- Born: 1914 New Glasgow, Nova Scotia, Canada
- Died: 2001 (aged 86–87)
- Occupation: Psychologist

Academic background
- Alma mater: University of Edinburgh
- Thesis: The reliability of mental tests (1940)

Academic work
- Discipline: Psychology
- Sub-discipline: Mathematical psychology
- Institutions: McGill University
- Main interests: Psychological testing; Psychological statistics

= George A. Ferguson =

Canadian psychologist

George Andrew Ferguson (1914–2001) was a Canadian psychologist with particular expertise in statistics and mental measurement.

==Biography==
Ferguson was born in New Glasgow, Pictou County, Nova Scotia in 1914. He attended Dalhousie University from which he graduated in 1936 with B.A. in Latin and classical philology. His was awarded a scholarship by the Imperial Order of the Daughters of the Empire which enabled him to enroll for graduate work at the University of Edinburgh from which he graduated with an M.Ed. in 1938 followed by a Ph.D. in 1940. His PhD dissertation led to a series of publications (Ferguson, 1940, 1941a,b,c).

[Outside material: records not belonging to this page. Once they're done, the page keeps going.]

Issue #2705, opened 2020-05-20
AT 模式使用PGSQL数据库


YangQiang-ChengDu:
环境：
seata1.2、jackson 2.9.5、PG42.2.10
错误如下：
com.fasterxml.jackson.databind.exc.InvalidDefinitionException: No serializer found for class org.postgresql.core.v3.replication.V3ReplicationProtocol and no properties discovered to create BeanSerializer (to avoid exception, disable SerializationFeature.FAIL_ON_EMPTY_BEANS) (through reference chain: io.seata.rm.datasource.undo.BranchUndoLog["sqlUndoLogs"]->java.util.ArrayList[0]->io.seata.rm.datasource.undo.SQLUndoLog["beforeImage"]->io.seata.rm.datasource.sql.struct.TableRecords["rows"]->java.util.ArrayList[0]->io.seata.rm.datasource.sql.struct.Row["fields"]->java.util.ArrayList[117]->io.seata.rm.datasource.sql.struct.Field["value"]->org.postgresql.jdbc.PgArray["resultSet"]->org.postgresql.jdbc.PgResultSet["statement"]->org.postgresql.jdbc.PgStatement["connection"]->org.postgresql.jdbc.PgConnection["queryExecutor"]->org.postgresql.core.v3.QueryExecutorImpl["replicationProtocol"])

Garlichead:
栈堆还可以更多点吗

jsbxyyx:
@YangQiang-ChengDu please verify 2708 pr.

PR #2708, opened 2020-05-21
bugfix: support jdbc type array, datalink etc.

jsbxyyx:
support jdbc type array, datalink, java_object, ref.

fixes: #1139 #2705


rm-datasource/src/main/java/io/seata/rm/datasource/sql/serial/SerialArray.java
```diff
@@ -0,0 +1,190 @@
...
+import java.sql.SQLException;
+import java.util.Arrays;
+import java.util.Map;
+
+/**
+ * used for jdbc type is JDBCType.ARRAY serialize.
+ *
+ * @author jsbxyyx
+ */
+public class SerialArray implements java.sql.Array, java.io.Serializable {
```
l81893521, line 37: Why not use javax.sql.rowset.serial.SerialArray?

jsbxyyx: use javax.sql.rowset.serial.SerialArray to serializer framework may be throws exception.
details see: getResultSet method, no-constructor method.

In 1941, he joined the Canadian Army where he worked in various capacities. After the war, he worked in industrial psychology for two years until he joined the Department of Psychology at McGill University in 1947. He was Chair of the department from 1964 to 1975. He remained there for the rest of his career.

==Research==
At McGill University his research continued to focus on psychological testing and psychological statistics (Ferguson, 1949, 1954a,b; 1956). His book on psychological statistics went through six editions and was very influential in undergraduate psychology teaching. It was widely reviewed. One reviewer described it as having "evidently found a market". Another commented: "Reading the sixth edition of Statistical Analysis in Psychology and Education was like having a conversation with an old friend, and the ability of the authors to communicate complex ideas to students is an asset for any textbook". The first edition was published in 1959 and the sixth in 1989 indicating that the book was a well-established text in universities for at least 30 years. He published a second statistical guidebook (Ferguson, 1965).

He had wide-ranging interests. Besides his work on statistics his publications include an assessment of the properties of the Rorschach test and another on the ideas of George Berkeley.

He was active in the Canadian Psychological Association and published several reports on the association. He was elected president of the association in 1956.

==Awards and honors==
- Honorary Life Fellow, Canadian Psychological Association
- President, Canadian Psychological Association (1956)

==Publications==
Books
- Nonparametric trend analysis: a practical guide for researchers (Montreal: McGill University Press, 1965)
- Statistical Analysis in Education and Psychology (New York: McGraw Hill, 1959, 1966, 1971, 1976, 1981)
  - ... (With Yoshio Takane, 1989)
- The Reliability of Mental Tests (University of London Press, 1941a)

Articles
- Ferguson GA (1956). On transfer and the abilities of man. Canadian Journal of Psychology, 10(3), 121-131.
- Ferguson GA (1954b). The concept of parsimony in factor analysis, Psychometrika, 19(4), 281-290.
- Ferguson, GA (1954a). On learning and human ability. Canadian Journal of Psychology, 8(2), 95-112.
- Scheier, IH & Ferguson GA (1952). Further factorial studies of tests of rigidity. Canadian Journal of Psychology, 6(1), 18-30.
- Oliver, JA & Ferguson, GA (1951). A factorial study of tests of rigidity. Canadian Journal of Psychology, 5(2), 49-59.
- Ferguson GA (1949). On the theory of test discrimination. Psychometrika, 14(1), 61-68.
- Ferguson GA (1941c). The application of Sheppard's correction for grouping. Psychometrika, 6(1), 21-27
- Ferguson, GA (1941b). A factorial interpretation of test difficulty. Psychometrika, 6(5), 323-329.
- Ferguson, G.A. (1940). A bi-factor analysis of reliability coefficients. British Journal of Psychology, 31(2), 172-182.